Natalie - During the pandemic there came sometimes this terrifying and new sensation of the whole world in crisis, individual and global at once. The creative response to it can help us sort of work our way through things. But obviously I hope we don't have to deal with another pandemic for some time.
Michela - Of course, let's hope we don't. But look: it's been very overwhelming. There were nights that I couldn't sleep. I don't know about you. And we were really overwhelmed by a lot of fears and uncertainty about the future. But then knowing what the social media narrative can create and what, in fact, really happened from a different point of view...There are a lot of things that have the potential to be lived and treated in a better way than what we have been made to believe we could have done.
Natalie - It's also weird when you try to think back to what it really felt like during the worst of it: you can get flashes of it, but it's really hard to go back all the way. There's something about ourselves that just keeps us moving forward. I don't think about what it felt like that often now. And I don't know if that's true for you, too. Maybe it's not a good thing to think of the pandemic as an anomalous circumstance or experience, but there's part of the human psychology that just wants to forget it. I want to thank you both for this work you made and talking more about it here. And I hope that this work will also continue to evolve.

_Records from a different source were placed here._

Issue #5909, opened 2020-07-22
remove the destination type parameter from all cast builtins


andrewrk:
`@as` is unchanged. These are affected:

 * `@floatCast`
 * `@intCast`
 * `@alignCast`
 * `@bitCast`
 * `@errSetCast`
 * `@ptrCast`
 * `@truncate`

The motivation here is to prevent bugs. Here's an example case:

Michela - As a matter of fact, yesterday we had another idea.
Yamila - Lately I've been making ceramic masks and those [in the gallery] are the last pieces that I made. And I really love them because to make them, it's the opposite of putting on a mask. It's like the mask expresses things. So I was thinking of a collaboration with Michela, of making a big being with the face/mask, the arms, the legs and also fabrics - and create something really big.
Michela - It's fantastic because we've gone from speaking about the destruction of a body to reconstruction of a body in this new idea, and to also use clothes and fabric and things that we don't use anymore. It's almost on the border of becoming an order. Instead of throwing it away we wanted to do some art. So that's how Yamila began to speak about having a body: arms and torso, and the mask.

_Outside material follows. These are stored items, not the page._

PR #8282, opened 2021-03-17
macho: upstream zld linker

### LINKED ISSUE #6971: macOS: lld lacks code signing for macOS/arm64
As reported by @jedisct1 (and confirmed by myself):

> macOS/arm64 beginning with Big Sur now requires everything (libraries and executables) to be signed. Or else, they instantly receive a SIGKILL. The system ld automatically signs everything it creates. However, lld currently doesn't.

This is tracker issue for upstream `lld` implementation of code signing.

---

EDIT: It is now possible to build Zig without falling back to system linker due to the fact Zig now patches the LLD generated binary and adds the missing code signature. The changes making it possible landed in #7273. As mentioned in the discussion below, this will work 99 out of 100 times; however we rely on the fact that there will be enough padding between the end of the load commands and the beginning of the `__text` section left by the LLD to be able to insert the `LC_CODE_SIGNATURE` load command, and this 1 out of 100 times this will not be the case, but Zig will inform of this error and gracefully exit. In such cases, you can either add more code to your binary (yeah, no kidding), or fall back to the system linker. Once LLD adds `-headerpad <size>` option, even if they don't add code signing, we should be able to always generate a valid code signature.

### LINKED ISSUE #7527: threadlocal generates a segfault on Apple Silicon

### LINKED ISSUE #8216: Bus error on Mac arm64 using threadlocal
```
threadlocal var x: i32 = 100;
pub fn main() !void {
    x += 1;
}
```

Not entirely sure if this is due to user error but this is exiting with an 138 exit code:

```
➜  zig run a.zig ; echo "Exited with: "$?
[1]    7626 bus error  zig run a.zig
Exited with: 138
```

I'm running zig installed through homebrew (brew install zig --HEAD)

uname -a: Darwin Kernel Version 20.3.0: Thu Jan 21 00:06:51 PST 2021; root:xnu-7195.81.3~1/RELEASE_ARM64_T8101 arm64

kubkon:
This PR is upstreaming [`zld`](https://github.com/kubkon/zld), the traditional linker, as a drop-in replacement for LLD when targeting MachO. `zld` is now currently used by default when cross-compiling Zig and C (C++ to join the club soon-ish), and it's the default linker for `aarch64`. This is a bold step, but @andrewrk and myself believe definitely worth a try even though `zld` is not fully functional yet and bugs are to be expected. However, we do believe this way we'll get bugs weed out much quicker and thus progress the linker development much faster. Also, a bonus for using `zld` is the fact that TLV is finally properly handled on Apple Silicon in Zig!

Fixes #8216
Fixes #7527
Fixes #6971


kubkon:
I just wanted to point out that we pass all tests on Apple Silicon with the exception of a few standalone tests producing or linking against shared libraries, and there seems to be an issue with alignment when running translate-c test suite. Apart from that, we are green with the rest of the test suite!

PR #8293, opened 2021-03-19
std: Add syscall7 stub for Linux/MIPS

LemonBoy:
Some syscalls such as fadvise require an extra argument to comply with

Yamila - Also, the masks [in Modern Nature] are very fresh, I had just really packed them up and brought them to the gallery as soon as they were finished. Later, when I saw them on the wall, I almost wanted to draw a body, you know? Some kind of torso, to dance, or to do something with!
Michela: That actually connects with what you just said, Natalie, that we tend at one point to look toward the future and don't look back anymore. It's like a survival instinct. But this [new project] could be the next step out of the illusion of losing our body - which is related to a very real fear - by creating a new body.